═════ RECORD EXTRACTS

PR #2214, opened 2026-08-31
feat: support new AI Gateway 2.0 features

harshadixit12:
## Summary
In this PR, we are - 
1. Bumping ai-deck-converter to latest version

══════════

> [ASSIGNMENT]:
Output the line containing "feat: support new AI Gateway 2.0 features" and all lines after it to the end of the records, exactly as given.

> [EXERCISE ANSWER]:
feat: support new AI Gateway 2.0 features

harshadixit12:
## Summary
In this PR, we are - 
1. Bumping ai-deck-converter to latest version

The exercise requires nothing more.